Work instructions -
Beginning with the first line of the data below, extract each line up to and including the one containing "I believe pressing". Copy them exactly and add nothing.

Records from a data collection -
PR #1020, opened 2026-06-10
fix: restore suggestions after Escape

### LINKED ISSUE #1018: Suggestion List Does Not Reappear After Pressing Escape
# Description

When pressing the `Escape` key in the tag input field, the suggestion list disappears as expected. However, it does not reappear when the window or tag input field regains focus.

I believe pressing `Escape` should behave like clicking outside the tag input field: the suggestion list is hidden but should reappear when the input field is clicked again.

# Steps to Reproduce

1. Open the [Sandbox for this project](https://codesandbox.io/p/sandbox/react-tags-l65545).
2. Type `Ind` in the tag input field — the suggestion list appears with options like "India", "Indonesia", etc.
3. Click outside the tag input field — the suggestion list disappears.
4. Click inside the tag input field again — the suggestion list reappears with the correct suggestions.
5. Press the `Escape` key — the suggestion list disappears (as expected).
6. Click outside the tag input field, then click back inside — the suggestion list does not reappear ❌
7. Type or delete a character in the input field — the suggestion list reappears ✅

A [recording](https://github.com/user-attachments/assets/19892509-22be-4ea5-a0c2-5bf625ceefb4) demonstrates the above steps.

# Expected behavior

After pressing the Escape key, clicking back into the tag input field should immediately show the suggestion list again, consistent with steps 2–4.

# Tested on

Tested on v6.10.6(2025-02-18)

xub5210-droid:
Fixes #1018

Recomputes filtered suggestions when the input regains focus and adds a regression test covering Escape, blur, and refocus.

Testing: regression test added; git diff --check. Full Jest suite was not run because dependency installation did not complete locally.


xub5210-droid:
The failing Codacy coverage check appears to be unrelated to this PR.

The workflow successfully completes the first `actions/checkout@master` step, but then fails during the duplicate `actions/checkout@v2` step with an HTTP 400 response. Dependency installation and tests are skipped as a result.

The other checks, including the main workflow and Codacy static analysis, passed. Could a maintainer please rerun the failed workflow or update/remove the duplicate `actions/checkout@v2` step?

Written reply -
PR #1020, opened 2026-06-10
fix: restore suggestions after Escape

### LINKED ISSUE #1018: Suggestion List Does Not Reappear After Pressing Escape
# Description

When pressing the `Escape` key in the tag input field, the suggestion list disappears as expected. However, it does not reappear when the window or tag input field regains focus.

I believe pressing `Escape` should behave like clicking outside the tag input field: the suggestion list is hidden but should reappear when the input field is clicked again.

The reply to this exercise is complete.